[WHAT YOU WILL DO] After locating "### Pull Request Checklist" in the listing below, copy that line and each one after it exactly, ending with the line that has "Excellent. Thanks!".

[PROVIDED RECORDS]

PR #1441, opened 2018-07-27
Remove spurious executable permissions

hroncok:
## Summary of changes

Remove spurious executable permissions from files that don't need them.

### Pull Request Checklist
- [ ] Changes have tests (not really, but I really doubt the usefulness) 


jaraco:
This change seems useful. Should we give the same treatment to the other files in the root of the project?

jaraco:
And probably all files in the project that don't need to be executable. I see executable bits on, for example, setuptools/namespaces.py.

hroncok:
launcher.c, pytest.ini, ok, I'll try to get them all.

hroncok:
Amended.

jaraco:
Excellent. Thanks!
* * *
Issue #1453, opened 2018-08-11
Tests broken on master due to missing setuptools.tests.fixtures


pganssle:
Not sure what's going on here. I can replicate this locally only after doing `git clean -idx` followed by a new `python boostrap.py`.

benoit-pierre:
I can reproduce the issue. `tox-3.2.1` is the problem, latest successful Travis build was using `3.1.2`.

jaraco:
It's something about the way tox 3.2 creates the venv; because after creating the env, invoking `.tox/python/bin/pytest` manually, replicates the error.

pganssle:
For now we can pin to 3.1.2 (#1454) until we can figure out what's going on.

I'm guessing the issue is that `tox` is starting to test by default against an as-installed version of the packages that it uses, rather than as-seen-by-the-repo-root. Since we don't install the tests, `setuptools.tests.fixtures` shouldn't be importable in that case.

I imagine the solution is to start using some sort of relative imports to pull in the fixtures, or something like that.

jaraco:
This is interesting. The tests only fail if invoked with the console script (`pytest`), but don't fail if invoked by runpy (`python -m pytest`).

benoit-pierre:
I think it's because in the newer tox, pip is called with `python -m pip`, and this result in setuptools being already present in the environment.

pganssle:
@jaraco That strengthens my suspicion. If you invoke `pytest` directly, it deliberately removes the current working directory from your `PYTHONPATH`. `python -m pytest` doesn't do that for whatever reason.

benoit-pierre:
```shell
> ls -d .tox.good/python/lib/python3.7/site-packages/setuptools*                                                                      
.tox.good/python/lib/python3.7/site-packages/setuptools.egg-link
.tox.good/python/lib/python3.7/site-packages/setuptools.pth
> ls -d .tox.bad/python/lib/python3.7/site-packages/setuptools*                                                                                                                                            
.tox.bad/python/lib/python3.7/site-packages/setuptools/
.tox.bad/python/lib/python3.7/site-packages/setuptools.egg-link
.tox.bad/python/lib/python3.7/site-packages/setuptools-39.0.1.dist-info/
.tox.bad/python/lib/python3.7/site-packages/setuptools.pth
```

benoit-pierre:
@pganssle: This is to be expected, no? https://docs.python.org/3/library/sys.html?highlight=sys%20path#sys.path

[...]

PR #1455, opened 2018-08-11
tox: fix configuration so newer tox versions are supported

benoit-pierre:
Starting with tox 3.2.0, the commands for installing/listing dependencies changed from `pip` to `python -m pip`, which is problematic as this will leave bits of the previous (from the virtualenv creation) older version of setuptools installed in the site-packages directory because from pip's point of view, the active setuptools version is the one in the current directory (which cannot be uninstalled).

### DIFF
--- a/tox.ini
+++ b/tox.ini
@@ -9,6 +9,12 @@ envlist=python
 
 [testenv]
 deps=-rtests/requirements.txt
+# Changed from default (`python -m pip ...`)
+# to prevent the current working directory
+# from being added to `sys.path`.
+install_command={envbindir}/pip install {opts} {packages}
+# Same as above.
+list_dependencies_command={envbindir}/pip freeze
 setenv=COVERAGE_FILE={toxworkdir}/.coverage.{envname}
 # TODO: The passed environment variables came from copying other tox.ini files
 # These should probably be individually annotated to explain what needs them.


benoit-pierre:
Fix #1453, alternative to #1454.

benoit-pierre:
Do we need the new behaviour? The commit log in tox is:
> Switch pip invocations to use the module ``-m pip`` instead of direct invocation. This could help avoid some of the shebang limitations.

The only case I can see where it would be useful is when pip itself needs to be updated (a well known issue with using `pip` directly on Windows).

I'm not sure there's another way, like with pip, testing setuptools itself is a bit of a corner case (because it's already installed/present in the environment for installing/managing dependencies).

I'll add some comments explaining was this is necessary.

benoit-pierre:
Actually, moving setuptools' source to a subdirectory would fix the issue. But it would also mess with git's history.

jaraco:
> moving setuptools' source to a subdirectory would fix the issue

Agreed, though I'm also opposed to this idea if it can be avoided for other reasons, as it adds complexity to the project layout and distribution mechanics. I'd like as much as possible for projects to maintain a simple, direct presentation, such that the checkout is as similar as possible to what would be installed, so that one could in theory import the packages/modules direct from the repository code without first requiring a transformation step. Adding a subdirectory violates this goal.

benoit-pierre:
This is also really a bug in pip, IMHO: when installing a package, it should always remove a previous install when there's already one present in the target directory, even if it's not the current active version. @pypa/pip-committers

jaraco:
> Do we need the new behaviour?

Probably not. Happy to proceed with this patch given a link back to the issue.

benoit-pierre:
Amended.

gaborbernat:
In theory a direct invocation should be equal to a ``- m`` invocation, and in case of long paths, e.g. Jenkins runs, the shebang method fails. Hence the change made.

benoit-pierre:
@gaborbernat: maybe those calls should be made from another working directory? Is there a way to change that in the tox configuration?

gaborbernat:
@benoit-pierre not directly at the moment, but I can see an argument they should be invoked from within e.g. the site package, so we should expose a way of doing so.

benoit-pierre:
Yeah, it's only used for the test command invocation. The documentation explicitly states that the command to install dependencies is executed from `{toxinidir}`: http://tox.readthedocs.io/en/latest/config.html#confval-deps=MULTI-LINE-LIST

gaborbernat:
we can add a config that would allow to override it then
* * *
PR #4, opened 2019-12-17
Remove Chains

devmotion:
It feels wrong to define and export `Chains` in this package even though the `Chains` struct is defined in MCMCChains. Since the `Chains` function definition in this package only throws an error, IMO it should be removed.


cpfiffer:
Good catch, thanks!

[YOUR SOLUTION]
### Pull Request Checklist
- [ ] Changes have tests (not really, but I really doubt the usefulness) 


jaraco:
This change seems useful. Should we give the same treatment to the other files in the root of the project?

jaraco:
And probably all files in the project that don't need to be executable. I see executable bits on, for example, setuptools/namespaces.py.

hroncok:
launcher.c, pytest.ini, ok, I'll try to get them all.

hroncok:
Amended.

jaraco:
Excellent. Thanks!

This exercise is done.